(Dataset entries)
__________________________________________________

PR #883, opened 2020-03-10
Support enableCompression in workflow and job configs

### LINKED ISSUE #884: Allow users to set enableCompression for workflow and job configs
See title.

narendly:
### Issues

Fixes #884 

### Description

Previously, there was no way for users to set enableCompression in workflows and jobs configs. This allows them to set that field in the Builder.

### Tests

```
Failed tests: 
  TestEnableCompression.testEnableCompressionResource:108 expected:<true> but was:<false>
  TestHelixAdminCli.testDeactivateCluster:604 » Helix There are still LEADER in ...

Tests run: 1087, Failures: 2, Errors: 0, Skipped: 1

[INFO] BUILD FAILURE
[INFO] Total time:  01:08 h
[INFO] Finished at: 2020-03-11T23:48:14-07:00
```

```
Results :

Tests run: 11, Failures: 0, Errors: 0, Skipped: 0

[INFO] BUILD SUCCESS
[INFO] Total time:  47.491 s
[INFO] Finished at: 2020-03-12T09:48:20-07:00
```

### Commits

### Code Quality

### DIFF
--- a/helix-core/src/main/java/org/apache/helix/task/JobConfig.java
+++ b/helix-core/src/main/java/org/apache/helix/task/JobConfig.java
@@ -35,6 +35,8 @@ import org.apache.helix.HelixProperty;
 import org.apache.helix.model.ResourceConfig;
 import org.apache.helix.task.beans.JobBean;
 import org.apache.helix.task.beans.TaskBean;
+import org.apache.helix.zookeeper.datamodel.ZNRecord;
+
 
 /**
  * Provides a typed interface to job configurations.
@@ -455,6 +457,7 @@ public class JobConfig extends ResourceConfig {
     private boolean _ignoreDependentJobFailure = DEFAULT_IGNORE_DEPENDENT_JOB_FAILURE;
     private int _numberOfTasks = DEFAULT_NUMBER_OF_TASKS;
     private boolean _rebalanceRunningTask = DEFAULT_REBALANCE_RUNNING_TASK;
+    private boolean _enableCompression = TaskConstants.DEFAULT_TASK_ENABLE_COMPRESSION;
 
     public JobConfig build() {
       if (_targetResource == null && _taskConfigMap.isEmpty()) {
@@ -536,11 +539,11 @@ public class JobConfig extends ResourceConfig {
       }
       if (cfg.containsKey(JobConfigProperty.DisableExternalView.name())) {
         b.setDisableExternalView(
-            Boolean.valueOf(cfg.get(JobConfigProperty.DisableExternalView.name())));
+            Boolean.parseBoolean(cfg.get(JobConfigProperty.DisableExternalView.name())));
       }
       if (cfg.containsKey(JobConfigProperty.IgnoreDependentJobFailure.name())) {
         b.setIgnoreDependentJobFailure(
-            Boolean.valueOf(cfg.get(JobConfigProperty.IgnoreDependentJobFailure.name())));
+            Boolean.parseBoolean(cfg.get(JobConfigProperty.IgnoreDependentJobFailure.name())));
       }
       if (cfg.containsKey(JobConfigProperty.JobType.name())) {
         b.setJobType(cfg.get(JobConfigProperty.JobType.name()));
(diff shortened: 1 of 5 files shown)


narendly:
> Do we want to just add this field or support a builder can carry over all the fields from JobConfig?

Just this field only because we want to curb the way user creates workflows and jobs now. Users should ideally use PropertyStore to store user-generated custom fields.

pkuwm:
> > Do we want to just add this field or support a builder can carry over all the fields from JobConfig?
> 
> Just this field only because we want to curb the way user creates workflows and jobs now. Users should ideally use PropertyStore to store user-generated custom fields.

Can we add a log to tell users their properties are ignored if any? I think that would be helpful for the end users.

helix-core/src/main/java/org/apache/helix/task/JobConfig.java
```diff
@@ -553,7 +556,11 @@ public static Builder fromMap(Map<String, String> cfg) {
       }
       if (cfg.containsKey(JobConfigProperty.RebalanceRunningTask.name())) {
         b.setRebalanceRunningTask(
-            Boolean.valueOf(cfg.get(JobConfigProperty.RebalanceRunningTask.name())));
+            Boolean.parseBoolean(cfg.get(JobConfigProperty.RebalanceRunningTask.name())));
+      }
+      if (cfg.containsKey(ZNRecord.ENABLE_COMPRESSION_BOOLEAN_FIELD)) {
```
pkuwm: It is redundant to check `containsKey`: if the value is not set, parseBoolean still returns false.
Unless the default value enableCompression is true, but I don't think this should be the case.

helix-core/src/main/java/org/apache/helix/task/WorkflowConfig.java
```diff
@@ -552,6 +559,11 @@ public Builder setConfigMap(Map<String, String> cfg) {
         }
       }
 
+      if (cfg.containsKey(ZNRecord.ENABLE_COMPRESSION_BOOLEAN_FIELD)) {
```
pkuwm: No need to check containsKey, unless the default value enableCompression is true.

narendly:
> > > Do we want to just add this field or support a builder can carry over all the fields from JobConfig?
> > 
> > 
> > Just this field only because we want to curb the way user creates workflows and jobs now. Users should ideally use PropertyStore to store user-generated custom fields.
> 
> Can we add a log to tell users their properties are ignored if any? I think that would be helpful for the end users.

I don't think adding logs is necessary. Logs are helpful for leaving historical information that can't be found anywhere else. In this case, however, users can easily check whether their fields ever made it to the znode by inspecting the znode.

Also, we want to limit the kind of fields we allow users to include in workflow and job config znodes by having them use Builders.

The biggest worry of all is again for heavy users of Task Framework, this might pollute the log.

helix-core/src/main/java/org/apache/helix/task/JobConfig.java
```diff
@@ -553,8 +556,11 @@ public static Builder fromMap(Map<String, String> cfg) {
       }
       if (cfg.containsKey(JobConfigProperty.RebalanceRunningTask.name())) {
         b.setRebalanceRunningTask(
-            Boolean.valueOf(cfg.get(JobConfigProperty.RebalanceRunningTask.name())));
+            Boolean.parseBoolean(cfg.get(JobConfigProperty.RebalanceRunningTask.name())));
       }
+      // If not set, parseBoolean returns false for null
+      b.setEnableCompression(
```
dasahcc: Then we should do a check here, right? If get null, we will get exception for parse boolean.

narendly: @dasahcc 

This is the implementation for parseBoolean() if the comment wasn't clear:

```
    public static boolean parseBoolean(String s) {
        return ((s != null) && s.equalsIgnoreCase("true"));
    }
```
Do you see why the null check is not necessary?

narendly:
```
    public static boolean parseBoolean(String s) {
        return ((s != null) && s.equalsIgnoreCase("true"));
    }
```

dasahcc: OK. The null should be final. But it make this entry explicitly in ZNRecord, right? Usually, our check is if the entry is not in ZNRecord, we use default value. But we dont carry the default value and explicitly set in ZNRecord to reduce the size of data set.

In this case, it is better we follow our convention: do the check when we carry it over.

narendly: Okay I see what you mean. I will revert to the original pattern.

__________________________________________________

(Exercise requirements) If a line above holds the string "parseBoolean", return it as it stands.

(Written reply)
+            Boolean.parseBoolean(cfg.get(JobConfigProperty.DisableExternalView.name())));
+            Boolean.parseBoolean(cfg.get(JobConfigProperty.IgnoreDependentJobFailure.name())));
+            Boolean.parseBoolean(cfg.get(JobConfigProperty.RebalanceRunningTask.name())));
pkuwm: It is redundant to check `containsKey`: if the value is not set, parseBoolean still returns false.
+            Boolean.parseBoolean(cfg.get(JobConfigProperty.RebalanceRunningTask.name())));
+      // If not set, parseBoolean returns false for null
This is the implementation for parseBoolean() if the comment wasn't clear:
    public static boolean parseBoolean(String s) {
    public static boolean parseBoolean(String s) {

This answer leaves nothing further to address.